# RECORDS SHOWN:
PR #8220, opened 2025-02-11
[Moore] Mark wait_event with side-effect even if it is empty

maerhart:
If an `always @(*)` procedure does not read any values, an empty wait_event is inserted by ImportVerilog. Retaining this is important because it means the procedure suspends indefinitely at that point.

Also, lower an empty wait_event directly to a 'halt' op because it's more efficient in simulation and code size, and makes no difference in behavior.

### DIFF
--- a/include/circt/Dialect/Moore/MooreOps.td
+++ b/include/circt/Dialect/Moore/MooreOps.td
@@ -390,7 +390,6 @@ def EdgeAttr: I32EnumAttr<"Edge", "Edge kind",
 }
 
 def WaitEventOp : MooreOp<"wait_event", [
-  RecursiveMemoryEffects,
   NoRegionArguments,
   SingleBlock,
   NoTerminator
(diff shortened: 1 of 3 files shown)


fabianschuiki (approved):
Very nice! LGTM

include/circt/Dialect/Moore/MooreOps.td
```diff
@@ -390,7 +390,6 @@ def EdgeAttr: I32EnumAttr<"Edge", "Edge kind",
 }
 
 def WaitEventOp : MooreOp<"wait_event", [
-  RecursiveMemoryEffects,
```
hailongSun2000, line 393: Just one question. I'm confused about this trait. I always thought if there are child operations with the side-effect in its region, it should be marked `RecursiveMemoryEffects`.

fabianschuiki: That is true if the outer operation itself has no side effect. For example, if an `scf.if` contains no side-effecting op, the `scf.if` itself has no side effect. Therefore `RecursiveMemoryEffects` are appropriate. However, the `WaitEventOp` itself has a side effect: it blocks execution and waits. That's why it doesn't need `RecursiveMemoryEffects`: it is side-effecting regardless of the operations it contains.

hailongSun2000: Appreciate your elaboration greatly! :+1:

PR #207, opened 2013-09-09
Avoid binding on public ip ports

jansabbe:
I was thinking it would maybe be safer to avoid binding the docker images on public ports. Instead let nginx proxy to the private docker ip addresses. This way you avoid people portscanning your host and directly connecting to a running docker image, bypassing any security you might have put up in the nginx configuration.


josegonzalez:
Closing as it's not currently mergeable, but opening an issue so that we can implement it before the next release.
--
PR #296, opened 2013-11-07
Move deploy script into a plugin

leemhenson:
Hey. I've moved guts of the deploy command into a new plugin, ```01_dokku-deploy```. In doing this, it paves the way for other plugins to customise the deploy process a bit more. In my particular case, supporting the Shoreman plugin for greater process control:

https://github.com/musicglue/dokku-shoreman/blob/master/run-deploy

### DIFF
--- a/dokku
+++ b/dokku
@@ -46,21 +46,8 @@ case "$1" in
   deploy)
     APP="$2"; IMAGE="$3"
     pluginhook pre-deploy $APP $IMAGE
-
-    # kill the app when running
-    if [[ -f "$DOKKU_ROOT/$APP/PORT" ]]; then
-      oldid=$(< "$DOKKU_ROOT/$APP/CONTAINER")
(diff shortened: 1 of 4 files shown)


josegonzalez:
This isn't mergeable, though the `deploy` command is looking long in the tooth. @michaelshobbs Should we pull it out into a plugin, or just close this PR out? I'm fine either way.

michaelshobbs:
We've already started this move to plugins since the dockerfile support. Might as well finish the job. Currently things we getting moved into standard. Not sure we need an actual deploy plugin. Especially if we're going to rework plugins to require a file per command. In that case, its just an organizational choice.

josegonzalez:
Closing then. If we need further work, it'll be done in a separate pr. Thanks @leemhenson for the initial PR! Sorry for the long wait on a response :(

# EXERCISE PROMPT:
When a line in the data holds the word "with", show that line.

# RESULT OF THIS EXERCISE:
[Moore] Mark wait_event with side-effect even if it is empty
hailongSun2000, line 393: Just one question. I'm confused about this trait. I always thought if there are child operations with the side-effect in its region, it should be marked `RecursiveMemoryEffects`.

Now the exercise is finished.